For Task 1 (SE), we use a beamforming U-Net architecture [1], which provided the best metrics for the L3DAS21 Challenge on the SE task. This network uses a convolutional UNet to estimate B-format beamforming filters and contains three main modules: encoder for extracting high-level features gradually, decoder for reconstructing the size of input features from the output of the encoder, and skip connections for concatenating each layer in the encoder with its corresponding layer in the decoder. The enhancement process is performed as that of the traditional signal beamforming.
We multiply the complex spectrogram of B-format noisy signal with the filters estimated by U-Net through element-wise multiplication, and then sum the result over the channel axis to estimate a single-channel enhanced complex spectrogram.
In the end, the ISTFT is performed to obtain the enhanced time-domain signal.
Figure 1: Representation of the architecture used for Task 1. Source: [1]
With this model we obtained a baseline test metric for Task 1 of 0.557, with a word error rate of 0.57 and a STOI of 0.68.
We adapted this model to the audiovisual task by using a CNN-based extension part whose output features are concatened along the filters dimension with those generated by the encoder part of the U-Net. Since we did not obtain significantly improved results, we will consider for the purposes of the challenge the same baseline values produced in the audio-only case. The visual features, however, allow a slight decrease in the number of epochs required to achieve results comparable according to metrics to those of the audio-only track.
We are particularly curious to see the methods adopted by participants to obtain highly informative visual features, especially given the imbalance between the number of images and datasamples available.

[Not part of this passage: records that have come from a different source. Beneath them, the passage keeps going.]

PR #132, opened 2023-09-21
Initial Key Value Store implementation

mtmk:
Initial KV implementation and internal tidy-up and fixes.

Kv implementation:
* Store create
* put/get
* watch

Missing KV features for another PR:
* Mirror support
* Get keys and potentially other methods

Internal tidy-up and fixes:
* Internal subscription signature simplification
* Mux-inbox reconnect issue fix
* Raw Serializer `IMemoryOwner<byte>` support
* Removed consumer creation restrictions to support KV push consumers
* Prevent JetStream API calls from hanging forever by adding cancellation timeout


src/NATS.Client.KeyValueStore/Internal/NatsKVWatcher.cs
```diff
@@ -0,0 +1,401 @@
...
+            Name = Consumer,
+            DeliverPolicy = ConsumerConfigurationDeliverPolicy.all,
+            AckPolicy = ConsumerConfigurationAckPolicy.none,
+            DeliverSubject = _sub.Subject,
+            FilterSubject = _filter,
+            FlowControl = true,
+            IdleHeartbeat = _idleHbNanos,
+            AckWait = _ackWaitNanos,
+            MaxDeliver = 1,
+            MemStorage = true,
```
caleblloyd, line 345: `MemStorage` may be an issue - some server configurations don't have Memory Store enabled, which will make this fail.  Would be best to leave this out and default to the Stream's backing store

mtmk: AFAIK this is explicitly set by [Go](https://github.com/nats-io/nats.go/blob/main/js.go#L1567) (also Rust I think) clients and in [Ordered Consumer ADR](https://github.com/nats-io/nats-architecture-and-design/blob/main/adr/ADR-17.md#consumer-configuration-checks) I believe. I don't know the reason. @piotrpio?

caleblloyd: Maybe `MemStorage` still works for consumers, even if `max_memory_store` is set to 0 then.  Otherwise this would always fail on NGS, and I am assuming if Go is doing it then someone is successfully using this with NGS :smile:

caleblloyd (approved):
LGTM

PR #135, opened 2023-09-29
Use supported runtime/language pair

jasper-d:
Using `latest` with .NET SDK 7 installed uses C# 11 which isn't supported on .NET 6.

> Choosing a language version newer than the default can cause hard to diagnose compile-time and runtime errors.
>
> [C# 11](https://learn.microsoft.com/en-us/dotnet/csharp/whats-new/csharp-11) is supported only on .NET 7 and newer versions. [C# 10](https://learn.microsoft.com/en-us/dotnet/csharp/whats-new/csharp-10) is supported only on .NET 6 and newer versions.

https://learn.microsoft.com/en-us/dotnet/csharp/language-reference/configure-language-version


mtmk (approved):
LGTM

mtmk:
Thank you @jasper-d 👍

PR #136, opened 2023-09-29
Serialization tests

jasper-d:


mtmk:
Once #143 is merged these tests should pass.

mtmk:
Also #144 is merged. Should get better exceptions now.

PR #1, opened 2020-02-24
Create vixenNetwork.yml

ueaslsef:


Leopere:
Good to see contributors, someone will have to test this soon.

ueaslsef:
Question for you: How do we organize scrapers? how shall they be named?

E.g. `xpathscrapers/vixennetwork/ueaslsefscraper.yml`
or `vixen_tushy_blacked_xpathonly.yml` ?

bnkai:
I think this need to be spit in two files.
For the tushy part i had to change  to this
`Details: //div[@data-test-component="VideoDescription"]//p`

vixenNetwork.yml
```diff
@@ -0,0 +1,25 @@
+---
+name: "Vixen/Blacked/Tushy"
+sceneByURL:
+  - action: scrapeXPath
+    url:
+      - "https://www.blackedraw.com/"
+      - "https://www.blacked.com/"
+      - "https://www.tushy.com/"
+      - "https://www.tushyraw.com/"
+      - "https://www.vixen.com/"
```
halorrr, line 10:
```suggestion
      - "https://www.vixen.com/"
      - "https://www.deeper.com/"
```

Deeper can be added to this list.

vixenNetwork.yml
```diff
@@ -0,0 +1,25 @@
+---
+name: "Vixen/Blacked/Tushy"
```
halorrr, line 2:
```suggestion
name: "Vixen Media Group"
```
Instead of the name of this scraper ever expanding this is probably more inclusive as the official name. Can maybe add a comment to the top of the tile though to the extent of:
```
# This currently includes Blacked, BlackedRaw, Tushy, TushyRaw,
# Vixen, and Deeper.
```

vixenNetwork.yml
```diff
@@ -0,0 +1,25 @@
...
+xPathScrapers:
+  sceneScraper:
+    common:
+      $performer: //div[@data-test-component="VideoModels"]/a
+    scene:
+      Title: //h1[@data-test-component="VideoTitle"]
+      Performers:
+        Name: $performer
+        URL: $performer/@href
+      Details: //p[@data-test-component="VideoDescription"]
```
halorrr, line 21:
```suggestion
      Details: //div[@data-test-component="VideoDescription"]/p
```
This fixes it to pull the details on all the sites.

vixenNetwork.yml
```diff
@@ -0,0 +1,25 @@
...
+      Date:
+        selector: //span[@data-test-component="ReleaseDateFormatted"]
+        parseDate: "January 2, 2006"
```
halorrr, line 24:
```suggestion
      Date:
        selector: //span[@data-test-component="ReleaseDateFormatted"]
        parseDate: "January 2, 2006"
      Image: (//div[@data-test-component="ProgressiveImage"]/img/@src)[1]
```

This should scrape images as well

vixenNetwork.yml
bnkai: This is the same I posted above for tushy, tushy raw.

vixenNetwork.yml
bnkai: Image links are generated through javascript, the above xpath doesn't work.

vixenNetwork.yml
bnkai: `//p[@data-test-component="VideoDescription"]|//div[@data-test-component="VideoDescription"]//p`
covers both cases

vixenNetwork.yml
halorrr: Oh wow, the site doesn't load at all without javascript 
TUSHY : Exclusive Anal HD Porn Videos 2020-05-13 10-23-23

Is there a scrapping method that would work for images that are reliant on javascript?

bnkai: Have a look at the other scrapers.
First you identify the script section you need from the page source ( something like this `//script[contains(text(),'INITIAL_STATE')]` in this case) 
and then you regex replace from inside the url

halorrr: @bnkai When you get a chance can you try this one:
```
Image:
        selector: //script[contains(text(),'INITIAL_STATE')]
        replace:
          - regex: (?:{"name":"mainLandscape_1920x1080","width":1920,"height":1080,"src":")([^"]+)(?:.*)
          - with: $1
          - regex: \\u002F
          - with: /
```

halorrr: I've hit a wall in this one, I'll leave my progress here and maybe someone else can figure out the image field:

```
Image:
   selector: //script[contains(text(),'INITIAL_STATE')]/text()
   replace:
      - regex: .+(?:{"name":"mainLandscape_1920x1080","width":1920,"height":1080,"src":")(\w{5}:)(?:\\u002F\\u002F)([^\\u002F][\w-.]*)(?:\\u002F)([^\\u002F][\w]*)(?:\\u002F)([^\\u002F][\w]*)(?:\\u002F)([^\\u002F][\w]*)(?:\\u002F)([^\\u002F][\w]*)(?:\\u002F)([^\\u002F][\w-_.?=&]*).+
      with: $1//$2/$3/$4/$5/$6/$7
```

The `.+` on either end ensure the first image is always matched. In my initial testing these worked as the scenes I was testing on happened to have the main image listed first in their scripts. However on further testing I found it to be that images can appear in random quantity and order. If you were to remove the `.+` on either end you will see there are typically 1-7 matches for a scene with my regex. The main image and then any number of the suggested scenes on the page.

This is how the regex breaks down the matches:
unknown

I think the matches could be identified by the content in groups 4 or 7 as they seem to be more identifying, however I can't find data on the page that would confirm which ones of these are associated with the main scene.

bnkai:
Using CDP seems to get the images as intended
The final looking version looks like this
```yaml
name: "Vixen Media Group"
sceneByURL:
  - action: scrapeXPath
    url:
      - "https://www.blackedraw.com/"
      - "https://www.blacked.com/"
      - "https://www.deeper.com/"
      - "https://www.tushy.com/"
      - "https://www.tushyraw.com/"
      - "https://www.vixen.com/"
    scraper: sceneScraper
xPathScrapers:
  sceneScraper:
    common:
      $performer: //div[@data-test-component="VideoModels"]/a
    scene:
      Title: //h1[@data-test-component="VideoTitle"]
      Performers:
        Name: $performer
      Details: //p[@data-test-component="VideoDescription"]|//div[@data-test-component="VideoDescription"]//p
      Date:
        selector: //span[@data-test-component="ReleaseDateFormatted"]
        parseDate: "January 2, 2006"
      Image:
        selector: //img[@class="sc-1egln9q-1 irBaDM"]/@src
driver:
  useCDP: true
# Last Updated August 6, 2020
```

PR #10, opened 2020-04-14
Czechav

MrX292:
should work with all Czechav sites


bnkai:
Could you add some valid urls for sites you tested  instead of plain czech?
it is good to verify because for some sites some details differ eg image location or   title.
If necessary you can split to individual files.

MrX292:
added the urls.
worked with all Sites some just dont have tags or Details on the site.

PR #17, opened 2020-04-22
Add AEBN xpath scene scraper

whitty-username:
Should be working, title might need further testing.


bnkai:
From a first test title seems to need a little more tweaking indeed.
I had to change to 
`Title: //h1[@class="dts-section-page-heading-title"]|//div[@class="dts-section-page-heading-title"]/h1`
as in some scenes an extra div was added

bnkai:
AEBN uses `Sept` instead of `Sep` for September so an extra replace regex for the date is needed
```
- regex: "Sept"
  with: "Sep" 
```

whitty-username:
Thanks for your help @bnkai applied those changes and tested. Working without issue now.

PR #22, opened 2020-05-14
Add BangBros xPath scrapper

halorrr:


scrapers/BangBros.yml
```diff
@@ -0,0 +1,23 @@
...
+xPathScrapers:
+  sceneScraper:
+    scene:
+      Title: //div[@class="ps-vdoHdd"]/h1/text()
+      Details: //div[@class="vdoDesc"]/text()
+      Tags:
+        Name:
+          selector: //div[@class="vdoTags"]/a/text()
+      Performers:
+        Name: //div[@class="vdoCast"]/a[2]
```
bnkai, line 16: why a[2] ? on scenes with multiple performers we want all the performers 
doesn't `//div[@class="vdoCast"]/a` work  ?

halorrr: Ah I took the wrong approach. In my original test there was only 1 model, forgot to test with multiple. There is a reason it starts at 2 though.

I'll change that to `//div[@class="vdoCast"]/a[position()>1]/text()`

The first `a` in that section is the website name. So in this case for example 
/a[1] = `Ass Parade`
/a[2] = `Canela Skin`
/a[3] = `Katrina Moreno`
/a[4] = `Jorge Garcia`
Anal Canela and Katrina Go Greek | Ass Parade | Bangbros 2020-05-14 17-52-55

The tags are in a separate area though

bnkai:
Is it worth it to add the Studio Name since its is available a[1] ?

halorrr:
Added the Studio Name in!

PR #26, opened 2020-05-15
Adds GloryHoleSwallows xPath scraper

halorrr:
I'd like some input on this one. I'm unclear why the date/image does not work in testing.

### DIFF
--- a/scrapers/GloryHoleSwallow.yml
+++ b/scrapers/GloryHoleSwallow.yml
@@ -1,0 +1,25 @@
+name: "GloryHoleSwallow"
+sceneByURL:
+  - action: scrapeXPath
+    url:
+      - https://gloryholeswallow.com/newtour/
+    scraper: sceneScraper
+xPathScrapers:
+  sceneScraper:
+    scene:
+      Details: //span[@class="latest_update_description"]/text()
+      Date:
+        selector: //ul/comment()[contains(.,'update_date')]
+        replace:
+          - regex: .+(?:<.+>)(.+)(?:<.+>)
+            with: $1
+        parseDate: Jan 02, 2006
+      Tags:
+        Name: //span[@class="tour_update_tags"]/a//font/text()
+      Image:
+        selector: (//div[@class="back"]/center/img/@src)[1]
+        replace:
+          - regex: ^
+            with: https://gloryholeswallow.com/newtour/
+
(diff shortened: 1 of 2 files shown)


scrapers/GloryHoleSwallow.yml
```diff
@@ -0,0 +1,25 @@
...
+          - regex: .+(?:<.+>)(.+)(?:<.+>)
+          - with: $1
+        parseDate: January 02, 2006
+      Tags:
+        Name: //span[@class="tour_update_tags"]/a//font/text()
+      Image:
+        selector: (//div[@class="back"]/center/img/@src)[1]
+        replace:
+          - regex: ^
+          - with: https://gloryholeswallow.com/newtour/
```
bnkai, line 23: you put an extra `-` to the `with:`
should be
`with: https://gloryholeswallow.com/newtour/`

bnkai:
For the date part i think it's a bug in the scraper code ( comment nodes don't have innertext so output html should be used instead ) that i'll open an issue for.
For the image part the `-` was the  issue

scrapers/GloryHoleSwallow.yml
halorrr: Ahhh there we go

halorrr:
Perfect, so only thing that doesn't work on this one is the date then (which is kinda a bonus feature anyway since the date isn't actually displayed visually on the pages, so it would be a welcome surprise that this scraper is actually able to pull a date once comments are fixed haha)

scrapers/GloryHoleSwallow.yml
```diff
@@ -0,0 +1,25 @@
...
+xPathScrapers:
+  sceneScraper:
+    scene:
+      Details: //span[@class="latest_update_description"]/text()
+      Date:
+        selector: //ul/comment()[contains(.,'update_date')]
+        replace:
+          - regex: .+(?:<.+>)(.+)(?:<.+>)
+            with: $1
+        parseDate: January 02, 2006
```
bnkai, line 16: Dates used are in the 3 letter form
`January` should be switched to `Jan`

halorrr: Done!

halorrr:
Updated to include documentation as well

bnkai:
Changes needed to stash were merged. Merging this.

PR #27, opened 2020-05-15
Adds ManyVids xPath scrapper

halorrr:
ManyVids doesn't include the year in their dates, so the date scrapper will always end up spitting out dates like `0000-01-01` for example with a blank year. Should I leave the date scrapper in? Or remove it?


bnkai:
i would comment it out for future reference, there might be some changes in the future that support partial date

halorrr:
Perfect! Done and commented out!

PR #33, opened 2020-05-17
Adds PlayboyTV xPath scraper

halorrr:
Still debugging the image on this one. Doesn't seem to be working.

### DIFF
--- a/scrapers/PlayboyTV.yml
+++ b/scrapers/PlayboyTV.yml
@@ -1,0 +1,29 @@
+name: "PlayboyTV"
+sceneByURL:
+  - action: scrapeXPath
+    url:
+      - www.playboy.tv/watch/
+    scraper: sceneScraper
+xPathScrapers:
+  sceneScraper:
+    scene:
+      Title: //h2[@class="title"]/text()
+      Date:
+        selector: //small[@class="subtitle"]/text()
+        replace:
+          - regex: .+(?:• Added on )(.+)
+            with: $1
+        # Date is not always present, but when it is, it is in a set format in
+        # the description field
+        parseDate: 02 January 2006
+      Details:
+        selector: //small[@class="subtitle"]/text()
+        replace:
+          - regex: (.+)(?:• Added on )(?:.+)
+            with: $1
+        # The field sometimes, has a description, sometimes has episode details.
+        # When it has episode details, the date can be stripped out.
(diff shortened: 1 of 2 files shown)


halorrr:
Post the issue, another javascript block. Looks like the script is hosted externally too, am I right in my assumption that it would not be possible to pull the image for this one then?

scrapers/PlayboyTV.yml
```diff
@@ -0,0 +1,29 @@
...
+        # the description field
+        parseDate: 02 January 2006
+      Details:
+        selector: //small[@class="subtitle"]/text()
+        replace:
+          - regex: (.+)(?:• Added on )(?:.+)
+            with: $1
+        # The field sometimes, has a description, sometimes has episode details.
+        # When it has episode details, the date can be stripped out.
+      Image: //div[@id="video"]/@poster
```
bnkai, line 26: shouldn't it be `//video[@id="video"]/@poster` ?

halorrr: No the id=video one is a div:
`//div[@id="video"]/@poster`

For video there is also this one:
`//video[@id="video_html5_api"]/@poster`

But neither seem to work cause the images are loaded via Javascript

bnkai:
When something doesn't work as it should always have a look at the page source directly.
From a few scenes i could find, that didn't force me to join i got something like this from source 
```
<video id="video" class="video-js vjs-16-9 vjs-big-play-centered" controls preload="none" style="width:100%;" poster="https://photo-ht.pbnetcdn.com/releases/05/72/57221/player-large.jpg">
```
thats the code that stash gets , we don't need to care about the js.
`//video[@id="video"]/@poster` for images works fine for me at least in the following scenes "stay-in-get-off/s01e10-inside-and-out-with-abigail-mac", "road-trip", "intimate-tales", "seduction-principles", "perception" ( add the ..../watch/ at the beginning).
Can you retest or provide some samples where it doesn't seem to work ?

To tell you truth given the almost 0 useful metadata from this site, i wouldn't even bother scraping any scenes from here.

halorrr:
You are right, looks like the source had things arranged differently than how it was when I was using the inspect tool. I tested and that works for the scenes I wasn't able to get before.

Definitely agree it isn't the most useful scraper though.

PR #39, opened 2020-05-18
Add mypervmom xPath scene scraper

bnkai:


halorrr:
Interesting how much different of a template this has from pervmom.com

bnkai:
Yeah a lot of the myxxxxx sites have different templates. I was "forced" to do this btw since the pervmom.com site has onle a few select scenes while the mypervmom seems to have a lot more. I think that might be true for the rest myxxxxxx sites from the same network.

halorrr:
Going on your theory I tested all of the paperstreetmedia domains with the word `my` in front to see what I could turn up.

Your script also works for:
- mybadmilfs.com
- mydaughterswap.com
- mysislovesme.com

Of note, the latest scene seems can sometimes be in non date format. i.e. `3 Days Ago`:
image

Saw this behaviour on both mypervmom.com and mysislovesme.com

I don't think there is a good way to handle that. But just noting it in case you can think of anything.

SCENE-SCRAPABLE.md
```diff
@@ -101,7 +101,8 @@ momslickteens.com|RealityKings.yml
 moneytalks.com|RealityKings.yml
 mrpov.com|FinishesTheJob.yml
 mylf.com|PaperStreetMedia.yml
-mylfdom.com|PaperStreetMedia.yml
+mylfdom.com|PaperStreetMedi
```
halorrr, line 104: Accidentally dropped the `a` in Media here

bnkai: nice catch. copy paste fail

bnkai:
Yeah i noticed that with the recent scenes. No easy way past that, except than revisiting to scrape after a week or so.
Will test the extra urls and update later, ty.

For Task 2, instead, we used a variant of the SELDnet architecture [2], with small changes w.r.t. that used in the L3DAS22 Challenge. We ported to the PyTorch language the original Keras implementation and we modified its structure in order to make it compatible with the L3DAS23 dataset.
The objective of this network is to output a continuous estimation (within a fixed temporal grid) of the sounds present in the environment and their respective location. The original SELDNet architecture is conceived for processing sound spectrograms (including both magnitudes and phase information) and uses a convolutional-recurrent feature extractor based on 3 convolution layers followed by a bidirectional GRU layer. In the end, the network is split in two separate branches that predict the detection (which classes are active) and location (where the sounds are) information for each target time step.
We augmented the capacity of the network by increasing the number of channels and layers, while maintaining the original data flow. Moreover, we discard the phase information and we perform max-pooling on both the time and the frequency dimensions, as opposed to the original implementation, where only frequency-wise max-pooling is performed. In addition, we added the ability to detect multiple sound sources of the same class that may be active at the same time (3 at maximum in our case). To obtain this behavior we tripled the size of the network’s output matrix, in order to predict separate location and detection information for all possible simultaneous sounds of the same class.
This network obtains a baseline test F-score of 0.147, with a precision of 0.176 and a recall of 0.126.
We adapted this model to the audiovisual task by using a CNN-based extension part whose output features are concatened to the ones our augmented SELD just before passing them to the two separate branches. This simple change resulted in a F-score of 0.158, with a precision of 0.182 and a recall of 0.140.
[1] Xinlei Ren, Lianwu Chen, Xiguang Zheng, Chenglin Xu, Xu Zhang, Chen Zhang, Liang Guo, and Bing Yu, “A neural beamforming network for b-format 3d speech enhancement and recognition,” 2021 IEEE International Workshops on Machine Learning for Signal Processing, L3DAS21 Challenge track, Oct. 25–28 2021
[2] Sharath Adavanne, Archontis Politis, Joonas Nikunen, and Tuomas Virtanen, “Sound event localization and detection of overlapping sources using convolutional recurrent neural networks,” IEEE J. Sel. Top. Signal Process., vol. 13, no. 1, pp. 34–48, 2019.